Подумать только, что Собрание готово было разослать это письмо Лафайета по всем 83-м департаментам и что только хитрый маневр жирондистов помешал этому: Гюаде стал уверять Собрание, что письмо, должно быть, подложное, что Лафайет не мог его написать! И все это происходило меньше чем за два месяца до 10 августа, когда парижский народ сверг короля.
Роялистские заговорщики наводняли в ту пору Париж. Эмигранты свободно ездили взад и вперед между Кобленцем и Тюильри, откуда они возвращались, обласканные двором и снабженные деньгами.
«Тысячи притонов были открыты для роялистов», — говорит Шометт, бывший в то время прокурором Парижской коммуны[150]. Департаментское управление Парижа, в состав которого входили Талейран и Ларошфуко, было вполне предано двору. Городское управление, значительная часть мировых судей, большинство национальной гвардии и весь ее генеральный штаб были также на стороне двора. Из них составлялась вся куча горлодеров, которые сопровождали двор во время ставших ныне частыми прогулок короля по Парижу и присутствия его при всех театральных представлениях, писал в своих записках Шометт.
«Военно-лакейская челядь, окружавшая двор и состоявшая в значительной мере из бывших телохранителей, из вернувшихся эмигрантов и из тех героев 28 февраля 1791 г., которые известны были под именем рыцарей кинжала, вооружала против себя народ своим высокомерным обращением, оскорбляла национальное представительство и открыто говорила о своих пагубных для свободы замыслах». Все монахи, монахини и огромное большинство священников были на стороне контрреволюции[151].
Что касается до Собрания, то вот как характеризовал его Шометт: «Бессильное, оно не пользуется уважением; его разъедают внутренние раздоры, и оно унижает себя перед Европой своими мелочными и озлобленными прениями. Двор нагло оскорбляет его, а оно отвечает на презрительное отношение двора еще большим унижением; власти оно никакой не имеет, не имеет и определенной воли». И действительно, Собрание, по целым часам обсуждавшее, из скольких человек должна состоять депутация, посылаемая им к королю, будут ли для нее открыты обе створки дверей или только одна, и проводившее время, как говорит Шометт «в выслушивании декламаторских докладов, всегда кончавшихся… обращениями к королю», — такое Собрание должно было непременно вызывать презрение даже у самого двора.

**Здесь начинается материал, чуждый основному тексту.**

PR #787, opened 2026-06-17
Add drain/undrain CI workflows for OSDC clusters

jeanschmidt:
**Impact:** OSDC operators performing cluster maintenance
**Risk:** low

## What
Adds two `workflow_dispatch` workflows (`osdc-drain-prod`, `osdc-undrain-prod`) that let operators drain and restore OSDC clusters from the GitHub Actions UI, and makes node tainting optional in the `drain-runners` just recipe via `OSDC_TAINT_NODES`.

## Why
Draining a cluster before maintenance currently requires CLI access and running just recipes manually. These workflows expose the same operations (scale runners to zero, taint/untaint nodes, resume runners) behind the Actions UI with environment protection gates and proper AWS credential assumption, so any operator can safely drain or undrain a cluster without local tooling.

The `OSDC_TAINT_NODES` env var was added to `drain-runners` so the drain workflow can run the drain step and the taint step independently — the workflow calls `drain-runners` with `OSDC_TAINT_NODES=no` and handles tainting as a separate step with a 180s settle sleep in between.

## Notes
- Both workflows share the `osdc-tofu-<cluster>` concurrency group with deploy/plan to prevent concurrent mutations on the same cluster.
- Drain and taint are independently toggleable via workflow input checkboxes (default: both enabled).
- Drain timeout is 90 minutes; undrain timeout is 60 minutes.

### DIFF
--- a/.github/workflows/osdc-drain-prod.yml
+++ b/.github/workflows/osdc-drain-prod.yml
@@ -1,0 +1,101 @@
+name: "OSDC: Drain cluster"
+
+# Manual cordon for an OSDC cluster before maintenance. Two independent
+# checkboxes: drain-runners scales every AutoscalingRunnerSet to maxRunners=0
+# and waits for in-flight runner pods to finish; taint-nodes applies
+# deploy.osdc.io/refresh-pending:NoSchedule to runner nodes so the scheduler
+# stops placing new pods on them. Default = both enabled (typical pre-maintenance
+# flow). Per-cluster concurrency group serializes against the deploy and plan
+# workflows on the same cluster. Reverse with `osdc-undrain-prod.yml`.
+on:
+  workflow_dispatch:
+    inputs:
+      cluster:
+        description: "Cluster to drain"
+        required: true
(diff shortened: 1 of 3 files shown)


georgehong:
What are typical cases where we would want to use only the drain or taint operation by itself?

georgehong (approved):

.github/workflows/osdc-drain-prod.yml
```diff
@@ -0,0 +1,101 @@
...
+  workflow_dispatch:
+    inputs:
+      cluster:
+        description: "Cluster to drain"
+        required: true
+        type: choice
+        default: "-- select cluster --"
+        options:
+          - "-- select cluster --"
+          - meta-staging-aws-uw1
```
huydhn, line 20: Nit: It looks like this works with every cluster, not only production one, so maybe the workflow name is redundant

jeanschmidt:
FFixes on https://github.com/pytorch/ci-infra/pull/788

PR #790, opened 2026-06-17
Add ECR image pull test to integration tests

jeanschmidt:
**Impact:** CI integration tests only — no cluster or production changes

**Risk:** low

## What
Adds a new `test-ecr-pull` job to the integration test workflow that verifies runner pods can pull PyTorch CI images directly from the upstream ECR registry (account `308535385114`). The image tag is resolved at orchestration time using the git tree-SHA of `pytorch/pytorch:.ci/docker`, matching how pytorch's own `docker-builds.yml` resolves tags.

## Why
OSDC runners need cross-account ECR pull access to run PyTorch CI jobs. Today there's no integration test coverage for this — a misconfigured IAM role or network policy would only surface as job failures in production. This test catches ECR pull regressions early, before they affect real workloads.

## Notes
- The test is gated on the `arc-runners` module — clusters without it skip both the GitHub API call and the workflow job.
- Tag resolution happens before pool drain so a GitHub API failure exits fast without disrupting the cluster.
- A `--ecr-pull-image-name` CLI flag allows overriding the default image name (`pytorch-linux-jammy-py3.10-clang18`) for debugging.
- A leftover-placeholder guard was added to `generate_workflow` — any `{{...}}` surviving substitution now raises, catching template/code drift.

example run: https://github.com/pytorch/pytorch-canary/actions/runs/27722726877/job/82011860076


huydhn:
lol, you need to update `.gitignore` to include that `.coverage` once and for all

huydhn:
@claude Review the new osdc/integration-tests/scripts/python/resolve_pytorch_image.py script
* Is `resolve_ci_docker_hash` equivalent to how PyTorch CI computes the Docker image hash https://github.com/pytorch/pytorch/blob/main/.github/workflows/docker-builds.yml#L133 using git rev-parse HEAD:.ci/docker
* Is there a way to get the latest available 308535385114.dkr.ecr.us-east-1.amazonaws.com/pytorch/ci-image:{ecr_image_name} instead of computing the hash? For example, latest available 308535385114.dkr.ecr.us-east-1.amazonaws.com/pytorch/ci-image:pytorch-linux-jammy-py3.10-clang18-ANY_HASH_IS_OK.  If yes, how complex is that approach when comparing with the current implementation using `resolve_ci_docker_hash`

jeanschmidt:
> lol, you need to update `.gitignore` to include that `.coverage` once and for all

hahahaha I always miss this one, I'll do a follow up PR on this

huydhn (approved):
LGTM!

huydhn:
@claude Is gh cli a dependency covered by mise already?

jeanschmidt:
> @claude Is gh cli a dependency covered by mise already?

should we? I guess we should, but curious on your take

huydhn:
Nit: It might be useful to add gh to mise.toml in another PR per Claude's comment above

jeanschmidt:
@huydhn FYI: https://github.com/pytorch/ci-infra/pull/792

.coverage is already on .gitignore

PR #794, opened 2026-06-18
Remove pypi-cache from LF Clusters

zxiiro:


zxiiro:
After talking to @jeanschmidt on Slack. We thought it'd be good to do the removal of pypi-cache testing on the LF clusters which will help with cost reduction on the LF side. If things fail with pypi-cache being disabled we can use the runner determinator to switch off the LF experiment.

huydhn (approved):

jeanschmidt:
There is a fix I need to push before merging this one, wait a bit

jeanschmidt:
fix here: https://github.com/pytorch/ci-infra/pull/795

PR #4247, opened 2025-03-02
[ENHANCEMENT] Chart Editor - Toggle audio volume hotkeys

### LINKED ISSUE #2731: Enhancement: Option to toggle vocals/hitsounds
## What is your suggestion, and why should it be implemented?

In the chart editor there should be a button to toggle easily the hitsounds or vocals in a song, since it's kinda annoying to have to drag them everytime, i want them to be either 100 or 0, so yeah

image

Lasercar:
Closes #2731
Adds hotkeys for toggling the volume of everything in the audio menu.

Shift + M for metronome
Shift + H for hitsounds
Shift + I for instrumental
Shift + V for vocals
Shift + B for Boyfriend vocals
Shift + D for Dad vocals

https://github.com/user-attachments/assets/ebe154ec-efc1-45c8-b762-bdc766cd7609

### DIFF
--- a/source/funkin/ui/debug/charting/ChartEditorState.hx
+++ b/source/funkin/ui/debug/charting/ChartEditorState.hx
@@ -5879,80 +5879,68 @@ class ChartEditorState extends UIState // UIState derives from MusicBeatState
       // Changing values of the audio slider directly because it'll update the audio anyway and makes this code much cleaner, though more verbose.
       var oldValue = previousAudioVolumes[0];
       previousAudioVolumes[0] = menubarItemVolumeMetronome.value;
-      if (oldValue > menubarItemVolumeMetronome.value) menubarItemVolumeMetronome.value = oldValue;
-      else
-      {
-        menubarItemVolumeMetronome.value = (menubarItemVolumeMetronome.value == 0) ? 100 : 0;
-      }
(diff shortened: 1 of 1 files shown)


amyspark-ng:
does this account for a previous value, like if you had it at 37, takes it to 0 and when you do it again does it take you to 37? or to 100

Lasercar:
> does this account for a previous value, like if you had it at 37, takes it to 0 and when you do it again does it take you to 37? or to 100

No

I don't like the idea of adding a variable that's only use once. I could do it anyway, or

> I currently have it set so that it doesn't invert unless it's at 0 or 100. I could instead make it invert at any number, so a volume above 50 gets set to zero, while a volume below 50 gets set to 100.

Lasercar:
Ok, I chose to use a float array to store the previous values. If the the volume's been set to zero by the save preferences, then the previous value becomes 100, so that it toggles properly from the get-go.

amyspark-ng:
that's nice thank you

Hundrec (changes requested):
It's great! The only thing I'd suggest is to mute both hitsounds if either hitsound's value is above 0%, and then restore both to their most recently saved values above 0.

https://github.com/user-attachments/assets/c9e8ef1b-e7c2-4316-a489-1721e7580d6d

Hundrec (approved):
Took me 5 months to decide, but I think this is perfect!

Между тем на западе и на юго-востоке Франции, под самыми стенами таких революционных, городов, как Марсель, работали тайные роялистские комитеты. Они собирали в замках оружие, вербовали офицеров и солдат и готовились в конце июля двинуть на Париж сильную армию под предводительством эмигрантов, присланных из Кобленца.

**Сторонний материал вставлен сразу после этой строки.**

PR #4248, opened 2025-03-02
Chart editor - Custom note kind field fix

Lasercar:
The custom would only get hidden if the toolbox note kind was changed from custom by hand. Now gets hidden if the note selected isn't a custom one. 

https://github.com/user-attachments/assets/fc2fe197-7987-402a-9db9-72cfe887614e

### DIFF
--- a/.github/ISSUE_TEMPLATE/bug.yml
+++ b/.github/ISSUE_TEMPLATE/bug.yml
@@ -6,7 +6,6 @@ body:
   - type: markdown
     attributes:
       value: "# PLEASE READ THE [CONTRIBUTING GUIDE](https://github.com/FunkinCrew/Funkin/blob/main/docs/CONTRIBUTING.md) BEFORE OPENING ISSUES!"
-  
   - type: checkboxes
     attributes:
       label: Issue Checklist
@@ -49,6 +48,7 @@ body:
       placeholder: ex. 0.5.3
     validations:
       required: true
+
   
   - type: markdown
     attributes:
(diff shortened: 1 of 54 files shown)


Lasercar:
Aw, medium size label? But it's a perfect 10 changes....

Hundrec:
This seems to be how the Chart Editor behaves now anyway.
This PR's behavior might differ from 0.5.3, but does it differ from 0.7.4?

Lasercar:
> This seems to be how the Chart Editor behaves now anyway. This PR's behavior might differ from 0.5.3, but does it differ from 0.7.4?

Seems like some change has broken the custom kind type, setting anything to it then changing the text in the box doesn't change the note's kind to the text you inputted, that and clicking on a note set to a unknown custom type resets it to no kind.

After looking into it more, I think it's always been broken...

Ah, it's doing the weird bug again, the dropdown value cannot be updated at all?

Lasercar:
> Now when you select an note with a note kind, then Ctrl-click on another note, it changes all the notes to have the note kind of the most recent thing you clicked.
> 
> It should only mutate the note kind if you mess with the dropdown in the Notes window.

Whoops, I completely forgot to fix this again.

The change I made to initalise null toolboxes that get refreshed broke the failsafes that prevent events/notes from being modified by the toolbox when they get first opened. 

It was supposed to fix a crash or something but reverting it back to just returning doesn't seem to have caused any problems so I'm not sure why I did the change in the first place (or why I previously tried to find a fix without reverting it).

Lasercar:
Wait, hold on, I'll give that commit a rename

Lasercar:
Rebased to remove an unnecessary commit

PR #4264, opened 2025-03-04
[ENHANCEMENT] Chart Editor - Snap selection to current note snap

### LINKED ISSUE #4122: Enhancement: All Notes Snap Selection Move
### Issue Checklist

- [x] I have read the pinned [Issues Guide](https://github.com/FunkinCrew/Funkin/issues/4050)
- [x] I have properly named my enhancement

I'm suggesting an way to select a bunch of notes, and then when you move them, it does the note snapping to *every* note, instead of just the one you use as the anchor point for dragging the notes. This allows you to easily resnap a large amount of notes. The most obvious use case is to fix when you realize you got a songs BPM wrong by like 1 beat and you've already charted a bunch.

Lasercar:
Closes #4122
Adds a command and hotkey (Shift + N) to snap the current selection to the current note snap. 

>[!IMPORTANT]
> Requires https://github.com/FunkinCrew/funkin.assets/issues/335

Now with Buttons!

https://github.com/user-attachments/assets/3992a99c-0277-4bae-8d23-bef8a832f15e

### DIFF
--- a/source/funkin/ui/debug/charting/ChartEditorState.hx
+++ b/source/funkin/ui/debug/charting/ChartEditorState.hx
@@ -1937,6 +1937,11 @@ class ChartEditorState extends UIState // UIState derives from MusicBeatState
   var menubarItemDelete:MenuItem;
 
   /**
+   * The `Edit -> Snap Selection` menu item.
+   */
+  var menubarItemSnap:MenuItem;
+
+  /**
    * The `Edit -> Delete Stacked Notes` menu item.
    */
   var menubarItemDeleteStacked:MenuItem;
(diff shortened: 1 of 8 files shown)


Lasercar:
~~Hmm, I wonder if I should modify this to allow the note snap to be passed into the command instead~~ YES

And I've just realised that I'd have to add a button for every single note snap ratio to make it useful... Maybe I'll do that later

EliteMasterEric (changes requested):
Went to review this PR and it has a whole bunch of conflicts!

Lasercar:
Should be all updated now.

Kade-github (changes requested):
While I really like this, I actually think a better version of this would to:
- Whenever scrolling you are snapped to your snap preference at that moment
- Holding ALT (or some other modifier allows for unsnapped movement)

I just don't see a reason for this to exist past this idea (of not even allowing unsnapped notes to begin with)

Lasercar:
> While I really like this, I actually think a better version of this would to:
> 
>     * Whenever scrolling you are snapped to your snap preference at that moment
> 
>     * Holding ALT (or some other modifier allows for unsnapped movement)
> 
> 
> I just don't see a reason for this to exist past this idea (of not even allowing unsnapped notes to begin with)

Ok, first point, a selection can't be reorganised on the fly like that easily or cleanly. I think most might end up setting the snap too small and break their selection positioning accidentally / in an unintended way.

Second point is for a completely different change, not related to this simple command at all (it's out of scope!).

Эти движения на юге настолько характерны, что на них следует остановиться и дать о них некоторое понятие.
XXXI
КОНТРРЕВОЛЮЦИЯ НА ЮГЕ
При изучении Великой революции внимание обыкновенно бывает так поглощено борьбой, происходящей в Париже, что положение в провинции и сила, которой все время пользовалась там контрреволюция, невольно упускаются из виду. А между тем эта сила была громадная. В прошедшем она имела за собой целые века бесправия, а в настоящем она опиралась на денежные выгоды целого класса собственников. Изучая проявления этой силы, мы видим также, как ничтожна во время революции сила собрания представителей, даже в том невероятном случае, если бы большинство его оказалось воодушевлено самыми лучшими намерениями. Когда в каждом городе, в каждой деревне приходится бороться со старым порядком, который после минутной растерянности вновь собирается с силами и готовится остановить революцию, то победить такое сопротивление может только революционный натиск, сделанный на местах, именно в этих городах и деревушках.